Declaring that Dubai had risen to the challenge of managing the new economic realities, Alabbar clarified that Dubai’s borrowing was not used to cover state expenditures or fuel consumption, but was to fund long-term, risk-free infrastructure development.

He said the total value of the assets of the government and affiliate companies in Dubai was well over Dh1.3 trillion ($350 billion) while their aggregate debt obligations stood at Dh288 billion ($80 billion).

“Currently, the Dubai Government’s sovereign debt obligations stand at Dh37 billion ($10 billion). While our key sovereign assets are currently being evaluated, I can give you a rough estimation of their value, being over Dh330 billion ($90 billion). And this does not include our airports, bridges and the Metro. At the same time the total debt obligations of affiliate companies stand at  Dh256 billion ($70 billion), compared with assets valued at Dh950 billion ($260 billion).”

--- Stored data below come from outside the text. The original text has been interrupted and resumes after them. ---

PR #11858, opened 2026-02-02
log: add log_location parameter to allow log redirection to file

philippfriese:
This PR adds the parameter `log_location` / the environment variabel `FI_LOG_LOCATION` to the standard logging provider in to allow control of the output location of the libfabric log. Possible options are: _stderr_ (default), _stdout_, as well as a path to a file or to a directory. If a directory is provided, a log file with format `ofi_<pid>.log` is used. Log files are created with the file mode specified via `log_location_mode` / `FI_LOG_LOCATION_MODE`, defaulting to `0600`, and must not exist prior to launching libfabric[1].

The use-case of this parameter concerns multi-process application cases, such as MPI applications. By default, libfabric writes to _stderr_, which is usually unbuffered. Even when _stderr_ of an MPI application is redirected to per-process files, for example using Open MPIs `--output-filename` option, then the libfabric log still contains interleaved lines, resulting in one MPI process' log containing a log line from another MPI process. 
When modifying _stderr_ to be line-buffered, then libfabric log entries are no longer interleaved, but may be out-of-order, which may render certain provider outputs impossible to interpret correctly. An example is the output of the `ofi_hook_profile` provider, which relies on strict line ordering for its output sematic.

While libfabric allows the logging provider to be extended and overwritten programmatically, this approach is not feasible for applications using another communication library on-top of libfabric, such as MPI applications.
The parameter introduced in this PR addresses this.

[1] This is to prevent libfabric from overwriting/modifying files via an accidentally or intentionally mis-crafted log location path. 

### Usage Example

```console
$ FI_LOG_LEVEL=debug FI_LOG_LOCATION="./" fi_info -l
ofi_rxm:
    version: 201.0
ofi_rxd:
[...]
$ ls ./
ofi_545157.log
$ cat ofi_545157.log
libfabric:545157:1770045780::core:core:fi_param_get_():372<info> variable perf_cntr=<not set>
libfabric:545157:1770045780::core:core:fi_param_get_():372<info> variable hook=<not set>
[...]
```

### DIFF
--- a/src/log.c
+++ b/src/log.c
@@ -36,6 +36,10 @@
 #include <stdarg.h>
 #include <stdio.h>
 #include <stdlib.h>
+#include <limits.h>
+#include <sys/stat.h>
+#include <string.h>
+#include <errno.h>
 
 #include <rdma/fi_errno.h>
 #include <rdma/fi_ext.h>
@@ -88,6 +92,7 @@ enum {
 
 static int log_interval = 2000;
 uint64_t log_mask;
+static FILE *log_location;
 struct ofi_filter prov_log_filter;
 extern struct ofi_common_locks common_locks;
 
@@ -107,11 +112,64 @@ static int fi_convert_log_str(const char *value)
 	return 0;
 }
 
+static void fi_log_location_init(char* locationstr, mode_t mode)
+{
+	struct stat st = {0};
+	char path_buffer[PATH_MAX];
+	int len;
+	int fd;
+
+	if (strcmp(locationstr, "stderr") == 0 || *locationstr == '\0') {
+		log_location = stderr;
+		return;
+	}
+	if (strcmp(locationstr, "stdout") == 0) {
+		log_location = stdout;
+		return;
+	}
+
+	if (stat(locationstr, &st) == -1 && errno != ENOENT)
+		goto error_log_location;
+
+	if (st.st_mode & S_IFDIR) {
+		len = snprintf(path_buffer, PATH_MAX, "%s/ofi_%u.log",
+			locationstr, pid);
+		if (len < 0)
+			goto error_log_location;
+		if (len >= PATH_MAX) {
+			errno = ENAMETOOLONG;
+			goto error_log_location;
+		}
+	} else {
+		strncpy(path_buffer, locationstr, PATH_MAX-1);
+	}
+
+	// do not open (and potentially overwrite) existing files
+	fd = ofi_open(path_buffer, O_RDWR|O_CREAT|O_EXCL, mode);
+	if (fd == -1)
+		goto error_log_location;
+	log_location = ofi_fdopen(fd, "r+");
+	if (log_location == NULL) {
+		ofi_close(fd);
+		goto error_log_location;
+	}
+	return;
+
+error_log_location:
+	log_location = stderr;
+	FI_WARN(&core_prov, FI_LOG_CORE,
+		"Could not initialize log location at '%s': %s. "
+		"Will write log to stderr.\n",
+		locationstr, strerror(errno));
+}
+
 void fi_log_init(void)
 {
 	struct ofi_filter subsys_filter;
 	int level, i;
-	char *levelstr = NULL, *provstr = NULL, *subsysstr = NULL;
+	char *levelstr = NULL, *provstr = NULL, *subsysstr = NULL,
+		*locationstr = NULL;
+	int location_mode = 0600;
 
 	fi_param_define(NULL, "log_interval", FI_PARAM_INT,
 			"Delay in ms between rate limited log messages "
@@ -140,6 +198,19 @@ void fi_log_init(void)
 	}
 	ofi_free_filter(&subsys_filter);
 	pid = getpid();
+
+	fi_param_define(NULL, "log_location", FI_PARAM_STRING,
+			"Specify log output: stderr, stdout, filepath, or dirpath "
+			"(default: stderr)");
+	fi_param_define(NULL, "log_location_mode", FI_PARAM_INT,
+			"Specify file mode for log output (default: 0600)");
+	if (fi_param_get_int(NULL, "log_location_mode", &location_mode) != FI_SUCCESS)
+		location_mode = 0600;
+	if (fi_param_get_str(NULL, "log_location", &locationstr) == FI_SUCCESS
+		&& locationstr != NULL)
+		fi_log_location_init(locationstr, location_mode);
+	else
+		log_location = stderr;
 }
 
 static int ofi_log_enabled(const struct fi_provider *prov,
@@ -149,14 +220,14 @@ static int ofi_log_enabled(const struct fi_provider *prov,
 	int prov_filtered = (flags & FI_LOG_PROV_FILTERED);
 
 	return ((FI_LOG_TAG(prov_filtered, level, subsys) & log_mask) ==
-		FI_LOG_TAG(prov_filtered, level, subsys));
+		FI_LOG_TAG(prov_filtered, level, subsys)) && log_location != NULL;
 }
 
 static void ofi_log(const struct fi_provider *prov, enum fi_log_level level,
 		    enum fi_log_subsys subsys, const char *func, int line,
 		    const char *msg)
 {
-	fprintf(stderr, "%s:%d:%ld:%s:%s:%s:%s():%d<%s> %s",
+	fprintf(log_location, "%s:%d:%ld:%s:%s:%s:%s():%d<%s> %s",
 		PACKAGE, pid, (unsigned long) time(NULL), log_prefix,
 		prov->name, log_subsys[subsys], func, line,
 		log_levels[level], msg);
@@ -318,6 +389,21 @@ void ofi_tostr_log_subsys(char *buf, size_t len, enum fi_log_subsys subsys)
 void fi_log_fini(void)
 {
 	ofi_free_filter(&prov_log_filter);
+	if (log_location != NULL && log_location != stderr
+		&& log_location != stdout) {
+		if (fflush(log_location) != 0) {
+			log_location = stderr;
+			FI_WARN(&core_prov, FI_LOG_CORE,
+				"Failed to flush log file: %s\n",
+				strerror(errno));
+		}
+		if (fclose(log_location) != 0) {
+			log_location = stderr;
+			FI_WARN(&core_prov, FI_LOG_CORE,
+				"Failed to close log file: %s\n",
+				strerror(errno));
+		}
+	}
 }
 
 __attribute__((visibility ("default"),EXTERNALLY_VISIBLE))
--- a/man/fabric.7.md
+++ b/man/fabric.7.md
@@ -171,8 +171,8 @@ interfaces are defined by libfabric.
 
 # LOGGING INTERFACE
 
-Logging can be controlled using the FI_LOG_LEVEL, FI_LOG_PROV, and
-FI_LOG_SUBSYS environment variables.
+Logging can be controlled using the FI_LOG_LEVEL, FI_LOG_LOCATION,
+FI_LOG_LOCATION_MODE, FI_LOG_PROV, and FI_LOG_SUBSYS environment variables.
 
 *FI_LOG_LEVEL*
 : FI_LOG_LEVEL controls the amount of logging data that is output.  The
@@ -193,6 +193,20 @@ FI_LOG_SUBSYS environment variables.
 : Debug is high traffic and is likely to impact application performance.
   Debug output is only available if the library has been compiled with
   debugging enabled.
+
+*FI_LOG_LOCATION*
+: FI_LOG_LOCATION controls the location of the log output. Possible options are
+  `stdout`, `stderr`, as well as a path to a file or a directory. The default
+  location is `stderr`.
+  If set to a file path, then the specified file will be created and used. The
+  file pointed to by the setting must not exist prior to launching libfabric.
+  If set to a directory path, then a new file `ofi_<pid>.log` in the specified
+  directory will be used.
+  Log files use the file mode specified via *FI_LOG_LOCATION_MODE*.
+
+*FI_LOG_LOCATION_MODE*
+: FI_LOG_LOCATION_MODE controls the mode of the log file if *FI_LOG_LOCATION* is
+  set to a file or directory. The default is `0600`.
 
 *FI_LOG_PROV*
 : The FI_LOG_PROV environment variable enables or disables logging from


shefty:
The line indentation is off -- using spaces instead of tabs.  A library should never print without explicitly being enabled to do so.  For all the library knows, stderr could have been closed and redirected to an application file.  Use only logging functions to print errors, not direct calls to fprintf.

philippfriese:
Thank you for the feedback @shefty. I have pushed an updated commit which moves the fprintf calls to the OFI logging macros.
I also moved the handling of `log_location{_mode}` to after the handling of the other `log_*` settings in `fi_log_init` and added a check for `log_location != NULL` to `ofi_log_enabled`. Without this check, a small amount of logging calls, emitted by the `fi_param_get/define` functions in `fi_log_init` after setting `log_mask` and before calling `fi_log_location_init`, would be logged to stderr even if `FI_LOG_LOCATION` has been set to a valid, non-stderr target, breaking the semantics of that setting. 
As a consequence, these logging calls do not get emitted at all. This matches behaviour of the calls to `fi_param*` before setting `log_mask`, which also do not emit logs, even prior to this PR.

As for the line indentation: I adjusted some indentations but overall could not find places where my changes use spaces instead of tabs. Is this an issue on my end or did I miss spots where I did in fact use spaces for indentation?

src/log.c
```diff
@@ -107,11 +113,69 @@ static int fi_convert_log_str(const char *value)
 	return 0;
 }
 
+static void fi_log_location_init(char* locationstr, mode_t mode)
+{
+	struct stat st;
+	char path_buffer[PATH_MAX];
+	int len;
+
+	if (strncmp(locationstr, "stderr", 6) == 0 || *locationstr == '\0') {
```
j-xiong: Better to use `strcmp` instead. Reason: (1) for exact match; (2) the second string is constant with known length so the comparison will stop after 6 characters any way. Same for L126.

src/log.c
```diff
@@ -107,11 +113,69 @@ static int fi_convert_log_str(const char *value)
...
+			errno = ENAMETOOLONG;
+			goto error_log_location;
+		}
+	} else {
+		// stat(locationstr) above already checks if len >= PATH_MAX,
+		//  so this strncpy cannot truncate
+		strncpy(path_buffer, locationstr, PATH_MAX-1);
+		if (stat(dirname(path_buffer), &st) == -1)
+			goto error_log_location;
+		strncpy(path_buffer, locationstr, PATH_MAX-1);
```
j-xiong, line 144: L148 is duplicate of L145.

src/log.c
philippfriese: Thanks! Changed in the updated commit.

src/log.c
philippfriese: This is in fact intentional: `dirname` may modify the input string, so the second strncpy fetches a fresh version. I have added a comment in the updated commit to document this intent.

j-xiong:
Windows build failure is real:
```
  C:\projects\libfabric\src\log.c(43,1): fatal error C1083: Cannot open include file: 'libgen.h': No such file or directory
```

j-xiong:
The CodeQL warning needs to be addressed as well.

philippfriese:
Thanks for the feedback @j-xiong! The updated commit moves away from `fopen` + `chmod` and to `open` with appropriate flags + `fdopen`, which resolves the CodeQL TOCTOU warnings. This also removed the requirement of `dirname`/`libgen.h`, clearing the previous Windows build issues. 
In addition, I added a brief `#ifdef _WIN32` which defines: `PATH_MAX` as `MAX_PATH`, `mode_t` as an `uint32_t`, as well as `{fd}open` as `_{fd}open`. These are not present/defined when using the Windows toolchain. Please let me know whether this is an appropriate way to address these compilation issues.

src/log.c
```diff
@@ -45,6 +49,12 @@
 #include "ofi_enosys.h"
 #include "ofi_util.h"
 
+#ifdef _WIN32
+#define PATH_MAX MAX_PATH
+typedef uint32_t mode_t;
+#define open _open
+#define fdopen _fdopen
+#endif
```
j-xiong: These changes should go into `include/windows/osd.h`

src/log.c
```diff
@@ -107,11 +118,62 @@ static int fi_convert_log_str(const char *value)
...
+		strncpy(path_buffer, locationstr, PATH_MAX-1);
+	}
+
+	// do not open (and potentially overwrite) existing files
+	fd = open(path_buffer, O_RDWR|O_CREAT|O_EXCL, mode);
+	if (fd == -1)
+		goto error_log_location;
+	log_location = fdopen(fd, "r+");
+	if (log_location == NULL)
+		goto error_log_location;
```
j-xiong, line 154: Should close the opened fd when `fdopen` fails.

philippfriese: Good catch, thanks! Addressed in the updated commit.

src/log.c
philippfriese: Thanks, moved in updated commit. Also added `_close` redefinition needed below.

philippfriese: Adding `#define close _close` to `include/windows/osd.h` breaks several OFI components which rely on the `close` keyword (see https://ci.appveyor.com/project/ofiwg/libfabric/builds/53592941). I presume something similar could happen with `open` as well.
Would it make sense to keep the `PATH_MAX` and `mode_t` definitions in `osd.h` and keep a separate `#ifdef _WIN32` in `log.c` for the respective file-descriptor calls? This would prevent this rather generic redefinition from spreading to undesired places.

j-xiong: Defining `open` and `close` as static inline functions should work.

include/unix/osd.h
```diff
@@ -117,6 +120,28 @@ static inline int ofi_memalign(void **memptr, size_t alignment, size_t size)
 	return posix_memalign(memptr, alignment, size);
 }
 
+static inline int ofi_osd_close(int fd)
```
j-xiong: Just use `ofi_close` and `ofi_open`.

philippfriese:
@j-xiong Thank you for the prompt feedback! I moved to `ofi_{open,close}`.
The implementation of `ofi_open` is somewhat more involved than expected: `open` takes a variadic argument `mode` if certain flags are set. However, it does not take a `va_list`. The added code checks, for each OS, whether `mode` is expected (for Linux: `O_CREAT` or `O_TMPFILE` are set, the rest: `O_CREAT` is set), and if so extracts it from the `va_list` and calls `open` with it.

include/freebsd/osd.h
```diff
@@ -77,6 +77,26 @@ static inline size_t ofi_ifaddr_get_speed(struct ifaddrs *ifa)
...
+		mode = (mode_t)va_arg(args, int);
+		fd = open(path, flags, mode);
+		va_end(args);
+	} else {
+		fd = open(path, flags);
+	}
+
+	return fd;
+}
+
```
j-xiong, line 94: Anything wrong with the following?
```
static inline int ofi_open(const char *path, int flags, ...)
{
        int ret; 
        va_list args;

        va_start(args, flags);
        ret = open(path, flags, args);
        va_end(args);

        return ret;
}
```
At least it works fine on Linux.

j-xiong:
bot:aws:retest

include/freebsd/osd.h
j-xiong: I am using this program to test the `ofi_open` implementation with va_list, please let me know what the errors you see on your platforms.

```
#include <stdio.h>
#include <stdarg.h>
#include <fcntl.h>
#include <unistd.h>

static inline int ofi_open(const char *path, int flags, ...)
{
        int ret;
        va_list args;

        va_start(args, flags);
        ret = open(path, flags, args);
        va_end(args);

        return ret;
}

int main()
{
        int fd;

        fd = ofi_open("test.txt", O_CREAT, 0666);
        if (fd < 0) {
                perror("open new");
                return 1;
        }
        printf("File created successfully with fd: %d\n", fd);
        close(fd);

        fd = ofi_open("test.txt", O_RDONLY);
        if (fd < 0) {
                perror("open existing");
                return 1;
        }
        printf("File opened successfully with fd: %d\n", fd);
        close(fd);

        return 0;
}
```

shijin-aws:
> bot:aws:retest

@j-xiong it is the same problem as the hook PR, this PR needs to be rebased to resolve AWS CI failure

j-xiong:
@shijin-aws Thanks!

include/freebsd/osd.h
philippfriese: On an arm64-based macOS 24, I can both compile and successfully execute this snippet, on an x86-based Ubuntu 24.04 I can compile, but not successfully execute due to a "Permission denied" on the second `ofi_open` call. In both cases however, the provided mode `0666` is invalid:

macOS arm64:
```console
% ./main.o
File created successfully with fd: 3
File opened successfully with fd: 3
% ls -lah test.txt
-rwx------  1 pfriese  wheel     0B 28 Feb 08:15 test.txt
```

Ubuntu x86:
```
% ./main.out
File created successfully with fd: 3
open existing: Permission denied
% ls -lah test.txt
---x--S---  1 friese tumuser    0 Feb 28 08:11 test.txt
```

Repeated invocation on Ubuntu yields random modes on the created file. I believe that the reason for this is that `open` expects a proper variadic argument, and not a `va_list`. 
If my understanding is correct, then the involved `va_arg` call in the `open` code path extracts the variable argument from the stack (or from registers containing the function arguments). In the above case (and my initial implementation), that contains the `va_list` structure, which contains pointers to where `mode` is, but not `mode` itself.
I assume the consistent (but still wrong) result on ARM/Darwin, as opposed to the seemingly random behaviour on x86/Linux, is due to different behaviour of `va_arg` / different function argument passing on these platforms.

I toyed with always extracting the `mode` parameter in `ofi_open` and always passing it on, but ultimately decided to use the commited implementation given that `va_arg` is UB if no variable argument is given:
> va_arg()
    [...] If there is no next argument [...], random errors will occur. [[man va_arg](https://www.man7.org/linux/man-pages/man3/va_arg.3.html)]

glibc handles this by only extracting `mode` if the `__OPEN_MEEDS_MODE` [macro succeeds](https://sourceware.org/git/?p=glibc.git;a=blob;f=sysdeps/unix/sysv/linux/open.c;hb=HEAD), which [checks against](https://sourceware.org/git/?p=glibc.git;a=blob;f=io/fcntl.h;hb=HEAD#l39) `O_CREAT` and, if available, against `O_TMPFILE`. This way, "random errors" will only occur if the function has been called incorrectly. The man-page for `open` acknowledges this behaviour on incorrect usage:

> The mode argument must be supplied if O_CREAT or O_TMPFILE is specified in flags; if it is not supplied, some arbitrary bytes from the stack will be applied as the file mode. [[man 2 open](https://www.man7.org/linux/man-pages/man2/open.2.html)]

Checking the glib-implementation of `open`, I noticed that it always calls `open` with `mode`, which is either zero-initialised or populated via `va_arg`. I will push a new commit with an updated implementation that matches this approach.

j-xiong: Thanks for the explanation. 

Thinking it more, how useful is setting the permissions of the log files? If only taking the default permissions, we can get away with using `fopen` and `fclose` only, which don't need wrappers.

philippfriese: I also thought about doing that. The default permission is `0666 & umask`, which equates to `0644` on most platforms. I would assume that not everyone wants their libfabric logs to be globally readable by default, especially on multi-tenant systems.
Users can of course adjust their umask prior to launching libfabric, but given that we are a library, this would imply that users automatically change the behaviour of the entire application, which might be prohibitive or at least inconvenient in some cases.

I also thought about exposing control of the umask of just the libfabric log via something like `log_location_umask`, but that makes for a rather awkward interface and I would expect users to rightfully ask why they cannot set the mode directly.

One way to avoid the `open` wrappers is to statically set the umask to `0077` while creating the log file so that it gets created with a mode of `0600`. This would mean that users would have to manually `chmod` their log files in a second step if they want something else. The implementation would be simpler, but users would have less options. 
Let me know how to proceed.

j-xiong: Fair enough. 

Could you do a rebase so that AWS CI can pass?

philippfriese: Pushed commits with updated implementation of wrappers (now matches the glibc implementation linked above) and rebased against current main.

include/freebsd/osd.h
```diff
@@ -77,6 +77,23 @@ static inline size_t ofi_ifaddr_get_speed(struct ifaddrs *ifa)
...
+	// open takes a variadic argument 'mode_t mode', but not a va_list
+	// extract mode if required, as indicated by flag O_CREAT
+	if ((flags & O_CREAT) != 0) {
+		va_start(arg, flags);
+		mode = (mode_t)va_arg(arg, int);
+		va_end(arg);
+	}
+	fd = open(path, flags, mode);
+	return fd;
```
j-xiong: Can use `return open(path, flags, mode);` and eliminate `fd`. Same for other places.

philippfriese: Good catch, thanks! Changed in updated commit.

include/freebsd/osd.h
shefty: Why not have the user create and restrict a directory and not bother with file level permissions?

philippfriese: That is a good point. Users explicitly set `log_location` to a file or directory, so it may be reasonable to expect users to properly restrict the parent directory. If users do not set this parameter, then we do not write to disk, so there is no path where logs are written with open permissions without explicit user intent.

I would argue that restricted parent directories are a good defence-in-depth approach, however I would prefer users not having to read the man-page to find out that it is their responsibility to prevent global log read-access, and instead provide sensible defaults that do not necessitate further user action.
In addition, given that we are a library, I would imagine that users appreciate good configuration interfaces.

However, I do of course acknowledge that the wrappers are not as simple as desired. If upstreaming these is the cause for concern, then one alternative approach could be removing them and the `log_location_mode` parameter and instead writing the log-files with hard-coded mode `0600`. If users start voicing the desire to modify this at the libfabric level, then we can re-consider the wrappers and the `log_location_mode` setting.

j-xiong:
@shijin-aws @a-szegel @sunkuamzn AWS CI has been pending for a few days for this PR. Could you check what's going on?

sunkuamzn:
There was an infra issue. Triggering CI again bot:aws:retest

j-xiong:
bot:aws:retest

shijin-aws:
@j-xiong Sorry about the inconvenience, but this PR needs to be rebased again on top of https://github.com/ofiwg/libfabric/commit/29b8376e7aba4244f8e321f8af0d2672d75b24fd to make AWS CI pass

j-xiong:
@philippfriese Could you rebase again?

philippfriese:
@j-xiong rebased against the current main branch.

“Our debt serves Government institutions, state-owned entities and corporates that have positive cash flows and that have extremely strong long-term value,” Alabbar said in his keynote address at the opening of the Dubai International Financial Centre (DIFC) Forum. “The Dubai Government can and will meet all its refinancing obligations going forward. We have risen to great challenges before, and we will rise to them again.”  On the measures taken to address the liquidity challenges in the market, Alabbar said the timely and appropriate intervention that has already taken place at the Federal level to ensure the stability of the country’s financial system, served as a reminder that the UAE stand by its guarantees, as one country. “Going forward, the Central Bank will continue to act appropriately and in the best interests of our nation, whenever necessary.”

He said at a time when the world was facing unprecedented challenges to the stability of the global financial system, The Advisory Council is acting as both a supervisory body and also an agent of active change, monitoring movement in its areas of focus and recommending the timely and appropriate initiation of policies to safeguard their continued stability.

“The formation of The Advisory Council is itself a bold initiative of the Government of Dubai, which signals to the regional and international community Dubai’s firm intention to address vigorously the challenges that confront us and the world,” he said. The council, formed at the direction of His Highness Shaikh Mohammed bin Rashid Al Maktoum, Vice-President and Prime Minister of the UAE and Ruler of Dubai, will help ensure the long-term stability and growth of the key sectors of our economy, he said.

“These are serious times that require frank talk and real action. The current challenges to the stability of the global financial system are without precedent. The necessity of taking action to address those challenges has never been more important.